Building bazel build --platforms=:windows //:js_image_layer will create a layer that is not for Windows, but rather for amd64_linux. The same applies for :image. Maybe an oci_image_index for a single platform should not do a transition and that the transition is only done for a multi-arch index. Either its platforms attribute disallows a single entry list or a single-arch index is one rule and a multi-arch a different rule.

alexeagle commented 7 months ago

I know the --platforms flag is one way that users can "hold" this. In our client repos we never use that, instead we figure that the target architecture of the image is decided by where it is deployed which is fixed in time, and therefore expect the choice is baked into the BUILD file. Users shouldn't have to explicitly pass any flag, just bazel run any deliverable targets and the right artifacts are shipped to a container registry.

How does your suggestion work for that kind of user?

moroten commented 7 months ago

When using bazel run, --platforms need to be the host platform, which is also the default. Without any transition, we will build the image for the host platform as well.

Where do we set platforms and perform the transition, the oci_push/oci_tarball, oci_image_index or oci_image rule?

Should there be a provider which tells that this dependency path has gone through a platform transition and disallow a second one? Then it would be possible to add the platforms, or platform for oci_tarball, attribute on all levels.
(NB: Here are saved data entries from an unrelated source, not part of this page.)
PR #615, opened 2021-05-17
[WIP/RFC] Revisit patching of mypy builtins (reveal_{type,locals})

### LINKED ISSUE #609: Improve monkey-patching for `reveal_{type,locals}
After doing #591 I've thought that it might be better to only do this patching during the `"django.setup()"` - like initially suggested here.

I think it a) should not require to use the `patch()` method, and b) should not be in place during runtime in general (after the (apparently necessary/unavoidable) "setup").

_Originally posted by @blueyed in https://github.com/typeddjango/django-stubs/issues/590#issuecomment-819423678_

blueyed:
Fixes https://github.com/typeddjango/django-stubs/issues/609
Reverts https://github.com/typeddjango/django-stubs/commit/ee58b18f1577eb31fb5faaae94725a18625904fc

### DIFF
--- a/mypy_django_plugin/django/context.py
+++ b/mypy_django_plugin/django/context.py
@@ -1,3 +1,4 @@
+import builtins
 import os
 import sys
 from collections import defaultdict
@@ -59,6 +60,13 @@ def initialize_django(settings_module: str) -> Tuple["Apps", "LazySettings"]:
 
         models.QuerySet.__class_getitem__ = classmethod(noop_class_getitem)  # type: ignore
         models.Manager.__class_getitem__ = classmethod(noop_class_getitem)  # type: ignore
+
+        # Define mypy builtins, to not cause NameError during setting up Django.
+        # TODO: temporary/unpatch
+        assert not hasattr(builtins, "reveal_type")
+        builtins.reveal_type = lambda _: None
+        assert not hasattr(builtins, "reveal_locals")
+        builtins.reveal_locals = lambda: None
 
         from django.apps import apps
         from django.conf import settings
--- a/README.md
+++ b/README.md
@@ -71,7 +71,7 @@ But, it does not make any sense to use this project without `mypy`.
 
 ### mypy crashes when I run it with this plugin installed
 
-Current implementation uses Django runtime to extract models information, so it will crash, if your installed apps or `models.py` is not correct. For this same reason, you cannot use `reveal_type` inside global scope of any Python file that will be executed for `django.setup()`.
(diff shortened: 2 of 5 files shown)


mypy_django_plugin/django/context.py
```diff
@@ -60,6 +61,13 @@ def noop_class_getitem(cls, key):
         models.QuerySet.__class_getitem__ = classmethod(noop_class_getitem)  # type: ignore
         models.Manager.__class_getitem__ = classmethod(noop_class_getitem)  # type: ignore
 
+        # Define mypy builtins, to not cause NameError during setting up Django.
+        # TODO: temporary/unpatch
```
sobolevn, line 65: 👀

sobolevn (commented):
Looks great, thanks!

mypy_django_plugin/django/context.py
blueyed: The idea here is to unset it afterwards again / only have it during the `"django.setup()"` - but likely/apparently mypy sets/overrides it anyway.
(I've only quickly tested it, and it worked as expected.)

Any suggestion for a test for this?

sobolevn: We can create a new test with something like this:

```yaml
-   case: patch_reveal_type_during_django_setup
    main: |
        # main is empty on purpose, because we test the `django.setup()` step:
    installed_apps:
        - myapp
    files:
        -   path: myapp/__init__.py
        -   path: myapp/models.py
            content: |
                # Will be executed during `django.setup()`:
                a = 1
                reveal_type(a)
                reveal_locals()
```

🤔

sobolevn (approved):
Thanks a lot, @blueyed !

mypy_django_plugin/django/context.py
aleksanb: I tried upgrading to current master of django-stubs, and the assert on this line is failing for me, while our current version of django-stubs runs fine.
```
    assert not hasattr(builtins, "reveal_type")
AssertionError
```
Could this assert be too conservative?

sobolevn: What do you mean by "too conservative"? I am open to any other alternatives that work 🙂

aleksanb: I'm not quite sure myself hehe.
The precondtion fails when i'm trying to type check locally, so therefore i thought that perhaps this assert might not be needed / be rejecting valid django projects.

sobolevn: Do you patch your builtins somehow? Maybe some other tools do it for you?
Or is it a problem of `django-stubs` alone?

Anyways, I think you should open a new issue.

PR #587, opened 2021-04-13
[3.2] Adjust model indexes

hannseman:
https://docs.djangoproject.com/en/3.2/ref/models/indexes/#django.db.models.Index

PR #616, opened 2021-05-19
Adjust Postgres indexes for Django 3.2

antonagestam:
Adds support to the Postgres-specific indexes for instantiating with [`*expressions`](https://docs.djangoproject.com/en/3.2/ref/models/indexes/#expressions) and the new [`include` argument](https://docs.djangoproject.com/en/3.2/ref/models/indexes/#include).

## Related issues

- Refs #587 (builds on top of, briefly mentioned this change in discussion).

### DIFF
--- a/tests/typecheck/models/test_indexes.yml
+++ b/tests/typecheck/models/test_indexes.yml
@@ -3,6 +3,7 @@
         from django.db import models
         from django.db.models.functions import Lower
         models.Index(fields=["foo"])
+        models.Index(models.F("bar"), name="test")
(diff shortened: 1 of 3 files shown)


tests/typecheck/models/test_indexes.yml
```diff
@@ -3,6 +3,7 @@
         from django.db import models
         from django.db.models.functions import Lower
         models.Index(fields=["foo"])
+        models.Index(models.F("bar"), name="test")
```
antonagestam, line 6: Thought it was worth adding a case with only an expression here.

sobolevn (approved):
Great work! Thanks!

Thinking outside the box, what about bazel run --run_under=@rules_oci//:push --platforms=... //:my_image? This would remove the push targets and the executable from oci_tarball. Unfortunately, --run_under targets are not build for the host platform (why?), so maybe some transition hacking is needed to build it for the host platform and fake the output until "fixed" in Bazel.

My conclusion:

alexeagle commented 7 months ago

That's a lot of design space to explore, and to be honest I also think there's a high chance that we make a wrong decision and are then semver-committed to whatever we made. That's why @thesayyn and I have been very conservative about leaving this problem "in userspace" so far. It's already possible (if maybe inconvenient) for users to serve themselves with orthogonal transition rules. This is nice because whatever problems they encounter are their own making. Once we ship a built-in feature, we will get piles of user support requests. Only a very well-crafted feature and accompanying documentation will ensure that most users can get it right. If many users trip over this and get it wrong, then we're either on the hook for a lot of unpaid volunteer support time for them, or accept that "Bazel is too hard" and let them fail.

As it is, we don't have paying customers asking for this so we haven't prioritized it. Of course I would love to have your help to contribute, but we need a lot of confidence that we have correct answers to all the questions you're raising.